Le rapport met en évidence certaines évolutions positives, principalement à l’échelle nationale ou régionale. Un certain nombre d’espèces et d’habitats ont connu des améliorations, comme la grenouille agile en Suède, les lagunes côtières en France et le gypaète barbu au niveau de l’UE. Le réseau Natura 2000 a des effets positifs sur de nombreuses espèces et de nombreux habitats. Par exemple, les habitats côtiers et dunaires, qui sont mieux couverts par Natura 2000, ont un meilleur état de conservation que les habitats qui sont moins ou très peu couverts. 

Sur le plan politique, il y a également de l’espoir grâce à la nouvelle stratégie de l’UE en faveur de la biodiversité à l’horizon 2030 et à la stratégie «De la ferme à la table», deux éléments essentiels du pacte vert pour l’Europe. La stratégie en faveur de la biodiversité vise à renforcer et à élargir le réseau de sites protégés, à mettre en place un plan de restauration et à faire en sorte que les écosystèmes soient sains, résilients au changement climatique, riches en biodiversité et qu’ils fournissent la gamme de services essentiels à la prospérité et au bien-être des citoyens. 

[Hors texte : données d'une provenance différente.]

PR #411, opened 2026-09-10
fix: stop forcing prompt=consent on Microsoft 365 mailbox sign-in (#409)

### LINKED ISSUE #409: Outlook/M365 OAuth flow sends prompt=consent unconditionally — blocks non-admin users with AADSTS90095 even after tenant-wide admin consent is granted
### Title

Outlook/M365 OAuth flow sends `prompt=consent` unconditionally — blocks non-admin users with AADSTS90095 even after tenant-wide admin consent is granted

### Body

**Environment**
- Self-hosted, v0.4.3
- Microsoft Entra ID (Azure AD) tenant, multiple verified domains under one tenant
- Warmbly's registered Entra app: `BOX_OUTLOOK_CLIENT_ID` in `.env`

**Symptom**

Non-admin users connecting an Outlook/M365 mailbox in Warmbly hit Microsoft's "Approval required" screen and fail with:

```
AADSTS90095: Admin consent is required for the permissions requested by this application.
An admin consent request may be sent to the admin.
```

This happens **even when tenant-wide admin consent has already been granted** for the app in Entra ID (all requested Microsoft Graph scopes showing `AllPrincipals` / admin-consented). One admin user account connects successfully every time; every non-admin user account fails every time, regardless of how the tenant-wide consent grant is configured or rebuilt.

**Root cause**

The authorize URL Warmbly generates includes `prompt=consent`:

```
https://login.microsoftonline.com/common/oauth2/v2.0/authorize?access_type=offline&client_id=<client_id>&prompt=consent&redirect_uri=<redirect_uri>&response_type=code&scope=openid+email+profile+offline_access+https%3A%2F%2Fgraph.microsoft.com%2FUser.Read+https%3A%2F%2Fgraph.microsoft.com%2FMail.Send+https%3A%2F%2Fgraph.microsoft.com%2FMail.ReadWrite&state=<state>
```

`prompt=consent` forces Microsoft to present an interactive consent prompt on **every** sign-in, regardless of whether a valid admin consent grant already exists for the tenant. For scopes that require admin consent (`Mail.Send`, `Mail.ReadWrite`, etc.), only a user holding admin rights can personally satisfy that forced prompt on the spot. A non-admin user is shown the "Approval required" wall every single time — the pre-existing tenant-wide grant is never checked because `prompt=consent` skips Microsoft's normal silent-token-issuance path entirely.

This matches Microsoft's own documented behavior, confirmed via a Microsoft Learn Q&A describing the identical symptom for a different third-party SaaS app:
https://learn.microsoft.com/en-us/answers/questions/5927650/error-90095-for-users-on-non-primary-verified-doma

Relevant excerpt from a Microsoft moderator's answer on that thread: they identify `prompt=consent` in the authorize request as the primary suspect for exactly this symptom — admin consent already granted tenant-wide, yet non-admin users still blocked with AADSTS90095 — and recommend removing it or comparing it against the granted scope set.

**Evidence this is not an Entra/tenant misconfiguration**

Extensive tenant-side troubleshooting was performed before finding this, all of which came up clean and pointed away from the tenant:
- Tenant-wide `AllPrincipals` admin consent grant confirmed correct and complete via direct Microsoft Graph API inspection (`Get-MgOauth2PermissionGrant`), matching all scopes in the authorize request
- Grant deleted and rebuilt via the Entra portal, still failed for non-admin users
- Individual `Principal`-scoped grant manually created for a specific failing user, cloned in shape from a known-working admin user's grant, verified attached to the correct `PrincipalId` via `Get-MgUser` — still failed
- Fresh interactive consent performed through the real OAuth flow (not portal-generated), with "Consent on behalf of your organization" explicitly checked, producing a verified-correct `AllPrincipals` grant — admin user succeeded immediately with this grant, non-admin user failed immediately after, with the same grant in place

- No Conditional Access policies applied (`conditionalAccessStatus: notApplied`, 0 failure-causing policies)
- Assignment requirement set to No; also tested with explicit user assignment
- Full Exchange Online licensing confirmed (`EXCHANGE_S_STANDARD`, `ProvisioningStatus: Success`)
- Only one Entra service principal exists for the app (no duplicate registration)
- Reproduced across multiple browsers, incognito sessions, and a fresh browser profile that had never authenticated to the tenant before
- Reproduced identically for two separate non-admin users, on two separate verified domains within the same tenant

All of the above matches the pattern in the Microsoft Learn thread precisely, where Microsoft's own support staff concluded the fault was in the third-party app's OAuth request (specifically `prompt=consent`), not in Entra tenant configuration.

**Suggested fix**

Remove `prompt=consent` from the Outlook/M365 authorize request, or replace it with `prompt=select_account` (to still allow account switching without forcing a consent re-check). Once removed, Microsoft should silently issue tokens for users covered by an existing tenant-wide admin consent grant, instead of forcing every non-admin user through a prompt only an admin can complete.

If `prompt=consent` was added intentionally (e.g. to force re-consent after a scope change), consider making it conditional — only include it on first-time connection or after a detected scope change, not on every authorize call.

**Impact**

This affects any self-hosted Warmbly instance connecting Outlook/M365 mailboxes where the mailbox owner is not a tenant admin — which is the normal case for most organizations. Currently the only workaround is having a tenant admin personally complete the OAuth flow for every mailbox, which isn't viable for teams onboarding multiple mailboxes.

Image

Image

Image

Image

Image

meszmate:
Fixes #409.

## What was wrong

Every mailbox authorize URL was built with `oauth2.ApprovalForce`. In `golang.org/x/oauth2` v0.36.0 that constant is `SetAuthURLParam("prompt", "consent")`, so the Outlook / Microsoft 365 request carried `prompt=consent` on every connect and every reconnect.

Microsoft treats that as an instruction to re-run the consent eligibility check for the signing user rather than to honour the consent grants already on the tenant. A non-admin asking for `Mail.Send` / `Mail.ReadWrite` fails that live check and is stopped at "Approval required" with `AADSTS90095`, no matter how the tenant-wide `AllPrincipals` grant is built. Microsoft's own guidance on this is explicit: *"Once the application obtains consent, make sure the `prompt` parameter isn't specified. Otherwise, users might always receive a consent error."*

The parameter was never doing anything for Microsoft in the first place. Entra ID issues a refresh token off the `offline_access` scope, which is already in the request; `prompt=consent` only bought the failure. `access_type=offline` is a Google parameter and equally pointless there.

Google is the opposite case, so it is untouched: it issues a refresh token only under `access_type=offline`, and re-issues one on a repeat authorization only when the consent screen is forced. Dropping either would connect a Gmail mailbox that stops sending an hour later.

## The change

`authCodeOptions(provider, loginHint)` in the new `internal/app/email/oauth_params.go` is now the one place the authorization parameters are decided, used by all three flows that build one (`OAuthStart`, `OAuthReauth`, and the brokered `OAuthAuthorizeURL` behind Warmbly Cloud mailboxes):

| | Google | Outlook / Microsoft 365 |
|---|---|---|
| before | `access_type=offline`, `prompt=consent` | `access_type=offline`, `prompt=consent` |
| after | `access_type=offline`, `prompt=consent` | `prompt=select_account` |

`prompt=select_account` rather than no prompt at all: with no `prompt`, Microsoft signs in the sole account already in the browser session, which on a shared or already-signed-in browser silently connects the wrong mailbox. `select_account` keeps the picker and does not trigger the eligibility re-check. The reauth flow still passes `login_hint` so the mailbox being renewed is offered first, and the finish leg still refuses tokens issued for any other address.

## Docs

- `development/deployment-guide.mdx`: the Entra registration step listed `IMAP.AccessAsUser.All` and `SMTP.Send` among the permissions to add. Neither is requested any more (Graph is the transport for send and sync), and both are admin-consent-only, so following that step turned a sign-in every user could complete into one only a tenant admin could. Corrected to the four delegated permissions actually asked for, with a callout on how a tenant that has disabled user consent grants it once.
- `development/troubleshooting.mdx`: a row for the "Approval required" / `AADSTS90095` symptom.

## Verification

- `go test ./internal/app/email/` — `TestAuthCodeOptions_OutlookNeverForcesConsent` asserts the Outlook query has `prompt=select_account` and no `access_type`; `TestAuthCodeOptions_GoogleKeepsOfflineConsent` asserts Google is unchanged; `TestAuthCodeOptions_LoginHintOnlyOnReconnect` asserts `login_hint` appears only on a reconnect. Mutation-checked: reverting the Outlook branch fails the first test on both assertions.
- `make lint` (golangci-lint + gofmt + check-migrations) clean.
- `pnpm types:check` and `pnpm lint` clean in `docs/`.

## Sources

- [Microsoft Q&A: prompt=consent blocks non-admin users even when tenant-wide admin consent has been granted](https://learn.microsoft.com/en-us/answers/questions/5847660/bug-report-prompt-consent-blocks-non-admin-users-e)
- [Microsoft Q&A: Error 90095 for users on non-primary verified domains despite tenant-wide admin consent granted](https://learn.microsoft.com/en-us/answers/questions/5927650/error-90095-for-users-on-non-primary-verified-doma)
- [OAuth 2.0 authorization code flow](https://learn.microsoft.com/en-us/entra/identity-platform/v2-oauth2-auth-code-flow) for the `prompt` values and for "`refresh_token` ... Only provided if `offline_access` scope was requested"

## Summary by CodeRabbit

- **Improvements**
  - Outlook/Microsoft 365 mailbox connections now request only the permissions needed for reading and sending mail.
  - Outlook sign-in no longer forces repeated consent prompts and keeps the account picker available.
  - Reconnecting a mailbox can automatically select the previously used account.
  - Google mailbox authorization continues to support offline access and consent for reliable reconnection.

- **Documentation**
  - Added guidance for resolving Outlook “Approval required” errors, including tenant-wide administrator consent requirements and upgrade recommendations.


akminmkannan:
Yes.  We are able to connect to microsoft account as users now. thank you.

Outre ces nouvelles politiques, des efforts supplémentaires sont nécessaires pour améliorer les capacités de suivi dans les États membres, dans le but de soutenir les objectifs. Actuellement, de nombreuses lacunes persistent en termes de données, notamment en ce qui concerne les espèces et les habitats marins. Davantage de données sont également nécessaires pour évaluer pleinement le rôle du réseau Natura 2000. Enfin, la mise en œuvre de la législation européenne doit être considérablement améliorée.

Situations et tendances

  • Environ la moitié (47 %) des 463 espèces d’oiseaux de l’UE présentent un bon état de conservation, soit 5 % de moins que pendant la période 2008-2012 couverte par le précédent rapport. La proportion d’oiseaux dont l’état de conservation est mauvais ou médiocre a augmenté de 7 % au cours des six dernières années pour atteindre 39 %.
  • Au niveau national, environ 50 % des tendances positives en termes de population concernent principalement les oiseaux des zones humides et les oiseaux marins pour lesquels des sites Natura 2000 ont été désignés, comme le tadorne casarca ou le guillemot à miroir. Les oiseaux nicheurs, tels que la grue et le milan royal, affichent le taux le plus élevé d’éléments indiquant des tendances positives d’évolution des populations. Ceci s’explique par la mise en œuvre de la protection ou de la restauration des habitats, l’amélioration des connaissances, un meilleur suivi et une meilleure sensibilisation.
  • Seuls 15 % des habitats évalués présentent un bon état de conservation, 81 % d’entre eux présentant un état de conservation mauvais ou médiocre au niveau de l’UE. Les prairies, les dunes, les tourbières, les marais et les marécages présentent de fortes tendances à la détérioration, tandis que les forêts présentent les tendances positives les plus marquées. Par rapport à la période du précédent rapport, la part des habitats dont l’état de conservation est mauvais a augmenté de 6 %.
  • De nombreuses évaluations portant sur les régions marines n’ont pas permis d’établir les états de conservation, ce qui reflète un manque général de données sur les espèces du milieu marin.
  • Environ un quart des espèces présentent un bon état de conservation au niveau de l’UE, ce qui représente une augmentation de 4 % par rapport à la période couverte par le précédent rapport. Les reptiles et les plantes vasculaires, tels que le lézard des ruines, la couleuvre fer-à-cheval, l’aigremoine velue ou la gentiane jaune, sont les espèces qui présentent les meilleurs taux de bon état de conservation (35 %). 

Contexte


Les directives européennes en matière de protection de la nature - les directives «Habitats» et «Oiseaux» - exigent des efforts de conservation pour plus de 2 000 espèces et habitats dans l’UE.

L’évaluation de l’AEE, qui se fonde sur des données communiquées par les États membres de l’UE, est l’exercice de collecte et de communication de données sur l’état de la nature le plus vaste et le plus complet réalisé en Europe. Plus de 220 000 personnes (dont 60 % de bénévoles) ont contribué à cette opération dans toute l’UE. 

Les données analysées visent à identifier les succès et les insuffisances en matière de conservation de la nature, les principales pressions et menaces ainsi que l’état des mesures actuelles de conservation.